Once Surjit Singh has traded his dusty black truck-driving outfit for a white suit and accidentally misplaced his moustache, he and Mumtaz become an item. I find her cute rather than beautiful and think she lacks a certain edge (in spite of the drunken grandpa backstory, soon to be repurposed for Dabangg's leading lady), but maybe that's why she pairs so well with the easily tamed Rajesh Khanna. Whatever! She dances with great verve, and she appears onscreen with a truly great Freudian typo:



Obviously, at this point, only a curmudgeon (MEENAAAA!!) would oppose the total acceptance of Dushman Chacha as village good guy. Since the first moral-dilemma plot of the film fizzles out with so little fanfare, I did enjoy seeing a second dilemma involving Meena: the villain kidnaps Mumtaz and plans to rape or kill her, or both, and Meena is the only one who knows--but if she keeps quiet, Surjit Singh will be blamed. What will she do??

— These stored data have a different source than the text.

PR #2495, opened 2024-01-25
Fix generator path for namespaced models

sdwolfz:
Running a generator with a model that is namespaced, for example `Foo::Bar` puts the generated files in:
- `app/controllers/admin/bars_controller.rb`
- `app/dashboards/bar_dashboard.rb`

The correct location is:
- `app/controllers/admin/foo/bars_controller.rb`
- `app/dashboards/foo/bar_dashboard.rb`

This change ensures files are generated in the proper location. Without it the directory needs to be created and files need to be moved manually.

I've also added a `docker-compose.yml` file for easy running of specs on local.

### DIFF
--- a/lib/generators/administrate/dashboard/dashboard_generator.rb
+++ b/lib/generators/administrate/dashboard/dashboard_generator.rb
@@ -37,15 +37,18 @@ module Administrate
       source_root File.expand_path("../templates", __FILE__)
 
       def create_dashboard_definition
+        scope = regular_class_path.join("/")
+
         template(
           "dashboard.rb.erb",
-          Rails.root.join("app/dashboards/#{file_name}_dashboard.rb")
+          Rails.root.join("app/dashboards/#{scope}/#{file_name}_dashboard.rb")
         )
       end
 
       def create_resource_controller
+        scope = "#{namespace}/#{regular_class_path.join("/")}"
         destination = Rails.root.join(
-          "app/controllers/#{namespace}/#{file_name.pluralize}_controller.rb"
+          "app/controllers/#{scope}/#{file_name.pluralize}_controller.rb"
         )
 
         template("controller.rb.erb", destination)
--- a/spec/generators/dashboard_generator_spec.rb
+++ b/spec/generators/dashboard_generator_spec.rb
@@ -431,5 +431,28 @@ describe Administrate::Generators::DashboardGenerator, :generator do
       remove_constants :Foo
       Manager.send(:remove_const, :FoosController)
     end
+
+    it "uses the given model namespace to create controllers" do
+      ActiveRecord::Schema.define { create_table :foo_bars }
+      module Foo
+        def self.table_name_prefix
+          "foo_"
+        end
+
+        class Bar < Administrate::Generators::TestRecord; end
+      end
+
+      run_generator ["Foo::Bar"]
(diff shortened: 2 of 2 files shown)


sdwolfz:
@nickcharlton I was hoping CI would kick in and run the spec I added as I don't have a compatible local setup but I guess you need to trigger that manually?

docker-compose.yml
```diff
@@ -0,0 +1,57 @@
+---
```
dorianmarie, line 1: why is there a docker-compose.yml file added?

nickcharlton: > I don't have a compatible local setup

> Edit: added a docker-compose.yml file for easy running of specs on local.

We can worry about it later.

nickcharlton:
@sdwolfz, it's [because the `push` event doesn't support running on forks where the person who's opened the PR doesn't have write access](https://docs.github.com/en/actions/using-workflows/events-that-trigger-workflows#pull_request_target). Thanks for pointing it out, I'd forgotten about that when I sorted out GitHub Actions a few weeks back and will need to try some things out.

dorianmarie:
I think you would be open to bitcoin-mining attacks for instance if you open the build to any user

nickcharlton:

Do I have to tell you how it ends? Really?

Well, OK, but don't tell anyone. Amitabh arrives as Vijay, and Rajesh Khanna is finally free to appear in Red Rose.**


*Oh, I do love Bindu.

**Having re-read Jai Arjun Singh's fabulous post on Red Rose while adding the link above, I realize that he's already said pretty much everything I'm saying here about Rajesh Khanna, only better. And he also did this. Could there be a more fitting last word?